Purpose of the Study:
- To evaluate the effectiveness of MRI-based subregional texture analysis (TA) models for classifying knee OA severity by compartment.
- To compare the performance of TA models across medial, lateral, and patellofemoral compartments.
- To assess the potential of machine learning algorithms in conjunction with TA for OA grading.
Main Methods:
- 122 knee OA patient MR images (Kellgren-Lawrence grades 2-4) were analyzed using sagittal proton density-weighted and axial fat-suppressed proton density-weighted sequences.
- Texture features were extracted and dimensionally reduced for medial, lateral, and patellofemoral (P-FT) compartments.

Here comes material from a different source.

PR #854, opened 2025-06-20
fix: sign with jose.OpaqueSigner check incorrect key type

elct9620:

I am working on an internal OAuth2 server that needs to sign JWTs using AWS KMS.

- Linear discriminant analysis, support vector machines (SVM), and random forest classifiers were employed and validated using nested cross-validation.
Main Results:
- The developed MRI-based compartmental TA models demonstrated modest performance in classifying OA severity for both individual compartments and the total knee.

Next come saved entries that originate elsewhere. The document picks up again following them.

PR #859, opened 2025-07-02
chore: slightly reduce session JSON size

zepatrik:
If someone stores the session as JSON (as we do in Hydra), omitting empty keys can slightly reduce the storage size, while resulting in the exact same behavior.

### DIFF
--- a/handler/oauth2/strategy_jwt.go
+++ b/handler/oauth2/strategy_jwt.go
@@ -111,10 +111,10 @@ func toRFCErr(v *jwt.ValidationError) *fosite.RFC6749Error {
 func (h *DefaultJWTStrategy) generate(ctx context.Context, tokenType fosite.TokenType, requester fosite.Requester) (string, string, error) {
 	if jwtSession, ok := requester.GetSession().(JWTSessionContainer); !ok {
 		return "", "", errors.Errorf("Session must be of type JWTSessionContainer but got type: %T", requester.GetSession())
-	} else if jwtSession.GetJWTClaims() == nil {
+	} else if claims := jwtSession.GetJWTClaims(); claims == nil {
 		return "", "", errors.New("GetTokenClaims() must not be nil")
 	} else {
-		claims := jwtSession.GetJWTClaims().
+		claims.
 			With(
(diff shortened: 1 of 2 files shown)


handler/oauth2/strategy_jwt.go
```diff
@@ -111,10 +111,10 @@ func toRFCErr(v *jwt.ValidationError) *fosite.RFC6749Error {
 func (h *DefaultJWTStrategy) generate(ctx context.Context, tokenType fosite.TokenType, requester fosite.Requester) (string, string, error) {
 	if jwtSession, ok := requester.GetSession().(JWTSessionContainer); !ok {
 		return "", "", errors.Errorf("Session must be of type JWTSessionContainer but got type: %T", requester.GetSession())
-	} else if jwtSession.GetJWTClaims() == nil {
+	} else if claims := jwtSession.GetJWTClaims(); claims == nil {
 		return "", "", errors.New("GetTokenClaims() must not be nil")
 	} else {
-		claims := jwtSession.GetJWTClaims().
+		claims.
```
zepatrik, line 117: Avoiding double computation, in Hydra this is not cheap.

handler/openid/strategy_jwt.go
```diff
@@ -36,8 +36,8 @@ type DefaultSession struct {
 	Claims    *jwt.IDTokenClaims             `json:"id_token_claims"`
 	Headers   *jwt.Headers                   `json:"headers"`
 	ExpiresAt map[fosite.TokenType]time.Time `json:"expires_at"`
-	Username  string                         `json:"username"`
-	Subject   string                         `json:"subject"`
+	Username  string                         `json:"username,omitempty"`
+	Subject   string                         `json:"subject,omitempty"`
```
zepatrik, line 40: In case you're wondering, for strings empty == zero. Fosite is not yet on go1.24.

aeneasr: We can definitely move this library to 1.24 but since omitempty also works we don't have to.

aeneasr (approved):

PR #862, opened 2025-07-25
feat: pass new expiry to refresh rotation

aeneasr:


zepatrik (approved):

zepatrik:
Why exactly do the gomock change?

- The medial compartment models achieved better classification results compared to the lateral and P-FT compartments.
- Machine learning classifiers showed potential but require further refinement for robust OA severity grading.
Conclusions:
- MRI-based subregional texture analysis holds promise for differentiating knee OA severity grades within specific compartments.
- The medial compartment appears more amenable to TA-based OA severity classification.
- Further research is warranted to optimize TA methods and machine learning algorithms for clinical application in compartmental OA assessment.